Using the data below, output the first line and every line after it up to and including the line containing "the aggregator pod", exactly as written and with nothing added.

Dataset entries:
..........

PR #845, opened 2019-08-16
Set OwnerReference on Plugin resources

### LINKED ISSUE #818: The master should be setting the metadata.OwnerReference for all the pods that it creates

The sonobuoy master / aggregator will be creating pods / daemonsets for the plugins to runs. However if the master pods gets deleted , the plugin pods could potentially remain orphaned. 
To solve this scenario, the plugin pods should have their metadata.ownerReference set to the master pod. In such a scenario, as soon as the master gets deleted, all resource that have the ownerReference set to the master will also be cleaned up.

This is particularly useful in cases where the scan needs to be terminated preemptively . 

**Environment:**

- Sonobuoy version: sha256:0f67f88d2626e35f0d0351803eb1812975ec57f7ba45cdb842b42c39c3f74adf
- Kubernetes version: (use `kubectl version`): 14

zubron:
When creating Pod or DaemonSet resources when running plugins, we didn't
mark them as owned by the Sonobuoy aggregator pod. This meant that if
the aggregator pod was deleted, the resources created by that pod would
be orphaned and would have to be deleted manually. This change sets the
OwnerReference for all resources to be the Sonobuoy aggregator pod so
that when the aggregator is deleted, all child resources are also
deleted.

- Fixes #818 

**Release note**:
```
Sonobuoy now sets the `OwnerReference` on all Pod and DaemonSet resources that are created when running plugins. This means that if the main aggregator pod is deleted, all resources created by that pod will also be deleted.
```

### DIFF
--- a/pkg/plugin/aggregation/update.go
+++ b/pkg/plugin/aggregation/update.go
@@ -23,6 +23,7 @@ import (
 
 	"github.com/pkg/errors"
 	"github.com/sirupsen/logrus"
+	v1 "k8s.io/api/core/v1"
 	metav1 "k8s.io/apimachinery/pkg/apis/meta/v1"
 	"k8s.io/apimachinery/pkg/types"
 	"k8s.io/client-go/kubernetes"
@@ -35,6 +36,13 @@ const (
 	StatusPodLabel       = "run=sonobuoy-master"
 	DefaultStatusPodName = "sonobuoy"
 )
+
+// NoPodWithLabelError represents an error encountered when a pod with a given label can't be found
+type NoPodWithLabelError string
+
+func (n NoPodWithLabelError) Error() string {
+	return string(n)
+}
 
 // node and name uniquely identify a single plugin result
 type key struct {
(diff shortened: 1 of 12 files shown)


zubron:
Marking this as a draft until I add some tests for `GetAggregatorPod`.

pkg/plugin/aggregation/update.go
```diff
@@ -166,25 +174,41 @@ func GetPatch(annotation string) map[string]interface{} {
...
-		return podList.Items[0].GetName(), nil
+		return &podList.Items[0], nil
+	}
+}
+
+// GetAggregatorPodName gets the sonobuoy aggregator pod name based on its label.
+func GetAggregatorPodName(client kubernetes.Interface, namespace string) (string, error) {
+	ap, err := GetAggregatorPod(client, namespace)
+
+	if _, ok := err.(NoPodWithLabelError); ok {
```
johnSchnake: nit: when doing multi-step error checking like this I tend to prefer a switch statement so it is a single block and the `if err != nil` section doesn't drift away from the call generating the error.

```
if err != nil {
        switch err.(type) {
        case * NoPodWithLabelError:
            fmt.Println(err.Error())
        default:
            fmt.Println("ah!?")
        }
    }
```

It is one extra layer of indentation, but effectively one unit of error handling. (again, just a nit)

..........

* **Solution**:
PR #845, opened 2019-08-16
Set OwnerReference on Plugin resources

### LINKED ISSUE #818: The master should be setting the metadata.OwnerReference for all the pods that it creates

The sonobuoy master / aggregator will be creating pods / daemonsets for the plugins to runs. However if the master pods gets deleted , the plugin pods could potentially remain orphaned. 
To solve this scenario, the plugin pods should have their metadata.ownerReference set to the master pod. In such a scenario, as soon as the master gets deleted, all resource that have the ownerReference set to the master will also be cleaned up.

This is particularly useful in cases where the scan needs to be terminated preemptively . 

**Environment:**

- Sonobuoy version: sha256:0f67f88d2626e35f0d0351803eb1812975ec57f7ba45cdb842b42c39c3f74adf
- Kubernetes version: (use `kubectl version`): 14

zubron:
When creating Pod or DaemonSet resources when running plugins, we didn't
mark them as owned by the Sonobuoy aggregator pod. This meant that if
the aggregator pod was deleted, the resources created by that pod would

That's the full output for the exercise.